Start of Information given

PR #524, opened 2021-12-08
feat: added /vaults/stake for BSC

Tumble17:
Creates a new endpoint, `vaults/stake` to expose the staked pools files JSON.

This PR only includes BSC pools on request from Pacoca and prioritises that requirment, but a further small refactor to include all chains would be very simple.

Schema:

``` typescript
interface stakeVaults {
    [
         {
             id: string,
             name: string,
             logo: string,
             token: string,
             tokenDecimals: number,
             tokenAddress: string,
             tokenOracle: string,
             tokenOracleId: string,
             earnedToken: string,
             earnedTokenDecimals: number,
             earnedTokenAddress: string,
             earnContractAddress: string,
             earnContractAbi: object,
             earnedOracle: string,
             earnedOracleId: string,
             partnership: boolean,
             status: string,
             fixedStatus: boolean,
             partners: object,
             chain: string,
         }
        ...
    ]
}
```

### DIFF
--- a/src/utils/getStakeVaults.js
+++ b/src/utils/getStakeVaults.js
@@ -1,0 +1,33 @@
+const axios = require('axios');
+const fs = require('fs');
+const { sleep } = require('./time');
+const { ABI_ENDPOINT } = require('../constants');
+
+const getStakeVaults = async vaultsEndpoint => {
+  try {
+    const response = await axios.get(vaultsEndpoint);
+    const data = response.data;
+    fs.writeFile('src/utils/pools/stake/bsc_stake.js', data, function (err) {
+      if (err) return console.log(err);
+      // console.log('> stake pools sourced into src/utils/pools/stake/bsc_stake.js');
+    });
+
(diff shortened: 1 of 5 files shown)


roman-monk:
why dont they just read `https://raw.githubusercontent.com/beefyfinance/beefy-app/master/src/features/configure/stake/bsc_stake.js`?

src/utils/getStakeVaults.js
```diff
@@ -0,0 +1,33 @@
+const axios = require('axios');
+const fs = require('fs');
+const { sleep } = require('./time');
+const { ABI_ENDPOINT } = require('../constants');
+
+const getStakeVaults = async vaultsEndpoint => {
+  try {
+    const response = await axios.get(vaultsEndpoint);
+    const data = response.data;
+    fs.writeFile('src/utils/pools/stake/bsc_stake.js', data, function (err) {
```
roman-monk, line 10: this seems a bit weird, i think we should not write src files in runtime.

PR #532, opened 2021-12-16
add eth-dai

Marth007:
Add eth-dai to sushiswap moonriver


roman-monk:
checksum failed https://github.com/beefyfinance/beefy-api/runs/4554309854?check_suite_focus=true

PR #541, opened 2021-12-21
Fix multicall dependency for strategy & lastHarvest fetch

sircryptomaxi:
Use the common multicall address for fetching strategy address and last harvest info instead of a custom multicall. Will make it easier to deploy to new chains without additional infra overhead.

Link T-167.


sircryptomaxi:
Link T-167

PR #549, opened 2021-12-26
Add Beethovenx Variations of a Theme USDC

sircryptomaxi:
asUSDC has no liquidity outside of this pool, but is closely pegged to USDC. asUSDC price can't easily be independently calculated so line 17 & 18 is meant to fetch the price for USDC using 18 decimals.

### DIFF
--- a/packages/address-book/address-book/fantom/tokens/tokens.ts
+++ b/packages/address-book/address-book/fantom/tokens/tokens.ts
@@ -904,6 +904,17 @@ const _tokens = {
     description:
       "Terra's native token, LUNA, is used to stabilize the price of the protocol's stablecoins. LUNA holders are also able to submit and vote on governance proposals, giving it the functionality of a governance token.",
   },
+  asUSDC: {
+    name: 'USDC Solana',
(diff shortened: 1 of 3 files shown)


packages/address-book/address-book/fantom/tokens/tokens.ts
```diff
@@ -904,6 +904,17 @@ const _tokens = {
     description:
       "Terra's native token, LUNA, is used to stabilize the price of the protocol's stablecoins. LUNA holders are also able to submit and vote on governance proposals, giving it the functionality of a governance token.",
   },
+  asUSDC: {
+    name: 'USDC Solana',
+    address: '0xb5E4D17FFD9D0DCE46D290750dad5F9437B5A16B',
+    symbol: 'USDC',
```
roman-monk, line 910: this should be asUSDC?

roman-monk:
can hardcode asUSDC price to 1, same as USDC is hardcoded in `knownPrices`

packages/address-book/address-book/fantom/tokens/tokens.ts
sircryptomaxi: Yes, it's corrected in the latest commit.

PR #663, opened 2022-03-04
Implemented APY calculation for sJOE(successor of xJOE)

pumpingGhost:
sJOE is a revenue share model that replaced xJOE. There is no receipt token such as xJOE anymore, rather the JOE is staked in a contract that rewards in USDC once per day. The USDC rewards are airdropped to the staking contract once per day and the amount depends on the trading fee revenue of the platform. 

This made the APY calculation a bit more tricky than usual, because there is no definitive reward rate. Rather the staking contract keeps track of the totalAccumulatedRewards(all USDC rewards collected since the beginning of the farm). This property accRewardPerShare is written to once per day where the new rewards are added up.
```        
         accRewardPerShare[_token] = accRewardPerShare[_token].add(
            _accruedReward.mul(ACC_REWARD_PER_SHARE_PRECISION).div(_totalJoe)
        );
```

Since there is no property that gives a fixed reward rate, the APY needs to be calculated based on the past rewards. TraderJoe also states on their site that they give an APR calculation based on an average of the last 7 days. 

Since we don't have access to those daily reward numbers, my approach is to calculate an overall average per day by dividing the total number of accumulated rewards since beginning of the farm by the number of days that the farm exists.

What took me some time to figure out is how the ACC_REWARD_PER_SHARE_PRECISION works. It is used for scaling the rewardsPerShare based on the amount of JOE(18 dec) to the USDC value of that(6 dec). (See code snippet above)

I'm aware that the resulting APY is currently higher than what's displayed on TraderJoe, but we do not know how exactly they calculate their 7 days average and this calculation here is based on the true on-chain numbers.

### DIFF
--- a/packages/address-book/address-book/avax/tokens/tokens.ts
+++ b/packages/address-book/address-book/avax/tokens/tokens.ts
@@ -15,6 +15,30 @@ const AVAX = {
 } as const;
 
 const _tokens = {
+  ECD: {
+    name: 'Echidna ECD',
+    symbol: 'ECD',
+    address: '0xeb8343D5284CaEc921F035207ca94DB6BAaaCBcd',
+    chainId: 43114,
+    decimals: 18,
+    logoURI:
+      'https://raw.githubusercontent.com/traderjoe-xyz/joe-tokenlists/main/logos/0xeb8343d5284caec921f035207ca94db6baaacbcd/logo.png',
+    website: 'https://www.echidna.finance/',
+    description:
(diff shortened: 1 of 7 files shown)


roman-monk:
They get volume for last 7 days from subgraph `https://api.thegraph.com/subgraphs/name/traderjoe-xyz/exchange/graphql` and calc rewards as 0.05% of it.
This will match APR pretty closely.

pumpingGhost:
> 

Thanks for the tip Roman, didn't know you can query literally their whole database over the subgraph api :smile:

PR #687, opened 2022-03-16
small updates to contrib.md  

andreb0x:


andreb0x:
@sirbeefalot wanted to ensure you are okay with me contributing here since you set this doc up. i just went through the process of learning to modify API so just adding in some extra content that might help other beginners.

PR #704, opened 2022-03-26
WIP: Add quickswap tel eth vault

prevostc:


andreb0x:
NB vault APR and APY are NULL

prevostc:
> NB vault APR and APY are NULL

Fixed, definition was not in the right file

PR #705, opened 2022-03-27
xVOLT apy calculation

pumpingGhost:


src/api/stats/fuse/getVoltageApys.js
```diff
@@ -32,15 +45,21 @@ const getVoltageDualApys = async () => {
 
   const tokenPriceA = await fetchPrice({ oracle: oracleA, id: oracleIdA });
   const { rewardPerSecond, totalAllocPoint } = await getMasterChefData();
-  const { balances, allocPoints, tokenPerSecData } = await getPoolsData(pools);
 
   const pairAddresses = pools.map(pool => pool.address);
   const tradingAprs = await getTradingFeeApr(fusefiClient, pairAddresses, liquidityProviderFee);
 
+  pools.unshift(xVOLT);
```
roman-monk, line 52: something more explicit is better. but beside that, wont it add this object every time this function called?

pumpingGhost: Yeah you're right. I adapted it to create a new array containing the lpPools and xVOLT using the spread operator.

PR #706, opened 2022-03-27
Add DarkCrypto (NESS rewarder) apy calculation

pumpingGhost:
DarkCrypto has extended their portfolio of farms with four new farms that reward in NESS compared to the previous farms that reward in SKY.
https://www.darkcrypto.finance/bank


roman-monk:
this should be Launchpool

pumpingGhost:
Marked as draft until launchpool is ready.

PR #710, opened 2022-03-29
ncash avax 

andreb0x:


MirthFutures:
Can you work with Frondoto to get an accurate token description?

andreb0x:
changed to "NCash is the native cryptocurrency and protocol token of the Nitro Network. Nitro Network is building a world of private communication networks powered by IoT together with LoRaWAN/3G/4G and 5G."

PR #724, opened 2022-04-03
add stargate avax LP tokens

andreb0x:


MirthFutures:
Have to also add in fetchStargatePrices

PR #742, opened 2022-04-14
Web3 contract leak + axios removal + redis [REVIEW PLS]

seguido:
Fix issue caused by web3 contracts instantiated by web3.eth.contract, now uses raw contract object inside web3-eth-contract package.

### DIFF
--- a/src/api/stats/getApys.js
+++ b/src/api/stats/getApys.js
@@ -12,6 +12,7 @@ const { getAuroraApys } = require('./aurora');
 const { getFuseApys } = require('./fuse');
 const { getMetisApys } = require('./metis');
 const { getMoonbeamApys } = require('./moonbeam');
+const { getKey, setKey } = require('../../utils/redisHelper');
 
 const INIT_DELAY = process.env.INIT_DELAY || 60 * 1000;
 var REFRESH_INTERVAL = 15 * 60 * 1000;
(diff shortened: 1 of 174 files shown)


src/api/stats/getChainTvl.js
```diff
@@ -25,11 +26,12 @@ const getChainTvl = async chain => {
     const vaultBal = vaultBalances[i];
     let tokenPrice = 0;
     try {
+      // tokenPrice = 15.5;
       tokenPrice = await fetchPrice({ oracle: vault.oracle, id: vault.oracleId });
     } catch (e) {
       console.error('getTvl fetchPrice', chainId, vault.oracle, vault.oracleId, e);
     }
-    const tvl = vaultBal.times(tokenPrice).dividedBy(10 ** (vault.tokenDecimals ?? 18));
+    const tvl = vaultBal.times(tokenPrice).shiftedBy(vault.tokenDecimals ?? 18);
```
prevostc, line 34: not 100% certain but I think this should be shiftedby a negative number to get the same result

roman-monk: yeah should be negative 👍

src/api/stats/getApys.js
```diff
@@ -78,13 +81,31 @@ const updateApys = async () => {
     }
 
     console.log('> updated apys');
+    await saveToRedis();
   } catch (err) {
     console.error('> apy initialization failed', err);
   }
+  console.log(count);
+  if (--count == 0) {
```
roman-monk, line 89: what is this for?

PR #747, opened 2022-04-16
Clean up AVAX USDT tokens

cartman-dev:
In conjunction with beefyfinance/beefy-app#1177, these changes will clean up the various USDT tokens used on the AVAX network.
* `USDTe` remains unchanged
* Address book contained a 'USDT-Tether USD' duplicate entry that is removed
* `USDt`, the Native Tether USD on Avax, changed to `USDT`
* Legacy instances of `USDT` are changed to `USDTo` which was already in use on some legacy (EOL) vaults.  This is not active anywhere on the platform.
* Token descriptions and names have been updated to include whether they are bridged and from where
* Several pools that are no longer present (EOL or otherwise) have been removed

### DIFF
--- a/src/data/avax/comAvaxLpPools.json
+++ b/src/data/avax/comAvaxLpPools.json
@@ -71,7 +71,7 @@
     "lp1": {
       "address": "0xde3A24028580884448a5397872046a019649b084",
       "oracle": "tokens",
-      "oracleId": "USDT",
+      "oracleId": "USDTo",
       "decimals": "1e6"
     }
   },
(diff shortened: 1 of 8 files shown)


src/data/avax/comAvaxLpPools.json
```diff
@@ -71,7 +71,7 @@
     "lp1": {
       "address": "0xde3A24028580884448a5397872046a019649b084",
       "oracle": "tokens",
-      "oracleId": "USDT",
+      "oracleId": "USDTo",
```
roman-monk, line 74: this pool seems to be removed too

PR #763, opened 2022-04-28
Adapt SpookyV2LpApys + add new pools

pumpingGhost:
For the first two SpookySwapV2 farms, these two shared a ComplexRewarder for the second reward. This contract used allocPoints to split the rewards between the two farms, however it was lacking a totalAllocPoints interface. 
That is why a temporary solution had been implemented to iterate over all rewarders and sum up their allocPoints:
```
 // totalAllocPoint is not a public variable on the complex rewarder
 // find shared rewarders and sum their allocPoints
  ```

For the third V2 farm that is sFTMx-FTM, SpookySwap fixed their issue and deployed a new ComplexRewarder that contains the totalAllocPoints interface. 
In order to find a clean solution that works with the new ComplexRewarder and also supports the first two farms without the need for a distinct script, I optimized the script towards the new ComplexRewarder containing the totalAllocPoints interface and provided the first two pools with a static property for the totalAllocPonts of their rewarder, which is then picked up within the script.

Additionally, I made some adjustments to make SpookyV2LpApys work with traditional single reward farms as those will also be added to the masterchefV2 for future farms (see USDC-SD).

### DIFF
--- a/packages/address-book/address-book/fantom/tokens/tokens.ts
+++ b/packages/address-book/address-book/fantom/tokens/tokens.ts
@@ -38,6 +38,26 @@ const FTM = {
 } as const;
 
 const _tokens = {
+  sFTMx: {
+    name: 'sFTMx sFTMx',
+    symbol: 'sFTMx',
+    address: '0xd7028092c830b5C8FcE061Af2E593413EbbC1fc1',
+    chainId: 250,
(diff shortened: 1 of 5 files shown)


roman-monk:
seems working good 👍

PR #774, opened 2022-05-04
Fix beets "A diabolical balance"

pumpingGhost:
image
The farm for "A diabolical balance" has received an additional reward with "FHM". Therefore, I migrated it to a double rewards entry.

The boo-wftm-fhm pool is just an unincentivized LP, which is used for calculating the FHM price. If we prefer to fetch the price from coingecko in this case, please let me know.


src/data/fantom/spookyLpPools.json
```diff
@@ -1,4 +1,23 @@
 [
+  {
+    "name": "boo-wftm-fhm",
```
roman-monk, line 3: it is `dai`, also can update 1e09

pumpingGhost: My bad! It's fixed now.

src/data/fantom/spookyLpPools.json
```diff
@@ -1,4 +1,23 @@
...
+  {
+    "name": "boo-dai-fhm",
+    "address": "0xd77fc9c4074b56Ecf80009744391942FBFDDd88b",
+    "decimals": "1e18",
+    "poolId": 0,
+    "chainId": 250,
+    "lp0": {
+      "address": "0x8D11eC38a3EB5E956B052f67Da8Bdc9bef8Abf3E",
+      "oracle": "tokens",
+      "oracleId": "DAI",
```
MirthFutures, line 11: For dummy pools, move them here https://github.com/beefyfinance/beefy-api/blob/master/src/data/archive/oldLpPools.json

PR #777, opened 2022-05-05
Fix BSC BSHARE images

cartman-dev:
* Update address-book to use ID of BOMBSHARE for BSHARE on BSC, in order to differentiate from BSHARE (Based) on Fantom
* https://github.com/beefyfinance/beefy-app/issues/1219


cartman-dev:
v2 app code is going to change instead of this

PR #972, opened 2024-02-22
ci: bump bitcoind version in functional tests to 26.0

darosior:
I thought there was some hacks i do in the functional tests i needed to update but apparently i was mistaken.


darosior:
Ran the whole test suite a dozen times locally without encountering any flaky test.

.cirrus.yml
```diff
@@ -54,10 +54,10 @@ task:
       export IS_BITCOIND_25=0
```
jp1ac4, line 54: Should we rename this variable to something like `IS_BITCOIND_LATEST`?

darosior: It's not the latest we need but anything above 24. Renamed.

darosior:
self-ACK bdf8b8f625030697ca58680fd0c99c3dd3bf77af - ran ci one last time and didn't notice any flakiness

End of Information given

Exercise prompt
Every line of the entries above that holds "subgraph" should be copied out.

Result of the task
They get volume for last 7 days from subgraph `https://api.thegraph.com/subgraphs/name/traderjoe-xyz/exchange/graphql` and calc rewards as 0.05% of it.
Thanks for the tip Roman, didn't know you can query literally their whole database over the subgraph api :smile:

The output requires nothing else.